アルカジー・グカシャン(アルメニア語: Արկադի Ղուկասյա、1957年6月22日 - )は、事実上独立したアルツァフ共和国(かつてはナゴルノ・カラバフとも呼ばれた)の政治家。初代外相および第2代大統領を務めた。

経歴

1957年6月22日にアゼルバイジャン・ソビエト社会主義共和国領内ナゴルノ・カラバフ自治州の州都ステパナケルトに生まれ、1979年にエレバン国立大学のロシア語・文学部を卒業した。1981年から『ソヴェタカン・カラバフ』紙の副編集長となり、翌1990年1月にバクーで発生したアルメニア人襲撃事件(バクー事件)についての告発記事を発表したことにより当局に拘束された。そして、その後も幾度となく自宅軟禁に処せられた。

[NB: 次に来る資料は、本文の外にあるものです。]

PR #1730, opened 2026-04-17
Support users setting output options for collapsed & flamegraph in the start command

Baraa-Hasheesh:
### Description
This change has two main goals:
* Enhance user experience when using async-profiler 
* Make the profiler behaviour more consistent for a given command 

**UX:** Currently certain flags are required at `stop` command to properly dump the output(collapsed & flamegraph) like `file` & `total`, this isn't that intuitive for the user 

With the new change the user can now fully front load everything in the `start` command for example `start,alloc,total,norm,file=output.html` & when wanting to stop the profiler, the user can simply call `stop` without the need to add additional flags here

**Consistency:** Currently if a user launches the profiler with the following command `start,alloc,file=output.collapsed`, the behaviour will be inconsistent depending on how the profiler is stopped for example:
- Profiler stopped via process death => File is dumped
- Profiler stopped via JfrRecording when using jfrsync => file is not dumped
- Profiler stopped via `stop` => file is not dumped

With this new change in all 3 cases the output file is dumped 

Note: This techincally solves a bug where the profiler won't dump the output in agent mode if the profiler was unintentionally stopped via JfrRecording (JfrSync_stopProfiler was called)

Note2: To avoid making the logic more complex than need be I decided on the following, only dump output specified in start command if & only if no output is given in the stop command, otherwise behaviour will default to previous behaviour of dumping output specified in stop command 

### Related issues
N/A

### Motivation and context
Make profiler behaviour more consistent & enhance UX by allowing front loading of dump options in start command 

### How has this been tested?
New test was added

---

### DIFF
--- a/src/flightRecorder.cpp
+++ b/src/flightRecorder.cpp
@@ -34,7 +34,7 @@
 INCLUDE_HELPER_CLASS(JFR_SYNC_NAME, JFR_SYNC_CLASS, "one/profiler/JfrSync")
 
 static void JNICALL JfrSync_stopProfiler(JNIEnv* env, jclass cls) {
-    Profiler::instance()->stop();
+    Profiler::instance()->expire(_global_args, false);
 }
 
 
--- a/src/javaApi.cpp
+++ b/src/javaApi.cpp
@@ -47,7 +47,7 @@ Java_one_profiler_AsyncProfiler_start0(JNIEnv* env, jobject unused, jstring even
 
 extern "C" DLLEXPORT void JNICALL
 Java_one_profiler_AsyncProfiler_stop0(JNIEnv* env, jobject unused) {
-    Error error = Profiler::instance()->stop();
+    Error error = Profiler::instance()->expire(_global_args, false);
 
     if (error) {
         throwNew(env, "java/lang/IllegalStateException", error.message());
--- a/src/profiler.cpp
+++ b/src/profiler.cpp
@@ -1541,17 +1541,19 @@ Error Profiler::runInternal(Arguments& args, Writer& out) {
             break;
         }
         case ACTION_STOP: {
-            Error error = stop();
-            if (args._output == OUTPUT_NONE) {
-                if (error) {
-                    return error;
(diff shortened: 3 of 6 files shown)


apangin:
Thank you for raising the issue.
I agree that the current behavior of the `stop` command may not be obvious to a new user. However, once you understand how collection and dumping work, everything becomes logical.

First of all, dumping results is a separate action from stopping the profiler. I don't want to merge them, because each has its own meaning and can be used independently. For example, you can dump results while the profiler is still running, or you can stop the profiler without dumping results. Of course, it is also possible to stop and dump at the same time, but it's not the `stop` command itself that writes the results. What triggers a dump is the format option (`collapsed`, `flamegraph`, etc.) or the `file` option, which automatically selects an output format.

Unlike other profilers, which usually dump results in just one format, async-profiler has supported multiple output formats from the beginning. In the past, I received many requests to allow dumping multiple views from a single profiling session. You can easily do this today: stop the profiler, then call `dump` with different options and filenames as many times as you want. In terms of consistency, it would actually seem less consistent to me to specify the first output file in the `start` command and all subsequent files in the `dump`/`stop` commands.

There are also scenarios in which a developer needs to pause and resume recording multiple times before dumping the final results, for example, to skip non-essential phases of job execution. Currently, `stop` without a filename achieves this goal; a subsequent `resume` command continues profiling without resetting the previously collected data. If you think of the `stop` command as a pause rather than a hard termination, everything falls into place. If there were a separate `pause` command, your proposal would make more sense, but we have what we have.

Finally, I want to mention JFR output as it stands out from the other formats. JFR is the only output that async-profiler writes on the fly. To use JFR format, the user _must_ specify the output file in the `start` command. In this case, there is no separate action to "dump" the results; `stop` simply finalizes the existing recording (so your point about `jfrsync` does not seem relevant). That means, if we set aside the other formats and consider JFR the only native output of async-profiler, then everything already works as you proposed. Users who are familiar with JDK Flight Recorder controls can enjoy a similar user experience with async-profiler.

1992年に招集された第1期「ナゴルノ・カラバフ共和国」議会に代議員として選出された。同年9月には国家防衛委員会議長顧問に任命され、OSCEミンスク・グループの調停のもと、ナゴルノ・カラバフ戦争停戦交渉のナゴルノ・カラバフ共和国側代表として働いた。1993年7月にナゴルノ・カラバフ共和国外務省が創設されると、その初代外務相となった。

1997年9月の大統領選挙においては無所属で立候補し、89.31パーセントの投票を得て大統領に選出され、同月8日に就任した。同時にナゴルノ・カラバフ国防軍司令官および国家保安庁長官にも就任し、さらに2002年8月11日の選挙でも、88.95パーセントの得票率で大統領に再選された。しかし、同年3月22日には、かねてから対立関係にあった元国防相のサムヴェル・ババヤンが企てた暗殺未遂事件によって負傷した。さらに同年12月には、アゼルバイジャン外相のヴィラヤト・グリエフが、グカシャンを「アゼルバイジャンからの分離独立主義者」として国際手配する考えを明らかにしている。

2006年12月にナゴルノ・カラバフ共和国憲法は改正され、以降の大統領の3選は禁じられた。憲法改正以前から大統領であったグカシャンにはこの3選禁止規定は適用されておらず、また3期目を望む国民の声も多かった。しかし、グカシャンはナゴルノ・カラバフが民主国家であるという印象を国際社会に持たせるため、次期大統領選挙への出馬を辞退した。2007年9月7日、大統領職は国家安全保障局長官であったバコ・サハキャンへと譲られた。

2023年9月19日にアゼルバイジャンがアルツァフに対して軍事作戦を行い、アルツァフはわずか1日で降伏。10月1日、アゼルバイジャン当局はアルツァフ指導者層300人を国際指名手配し、グカシャンら大統領経験者3人は10月3日までにアゼルバイジャン国家保安局によって身柄を拘束され、首都バクーに移送された。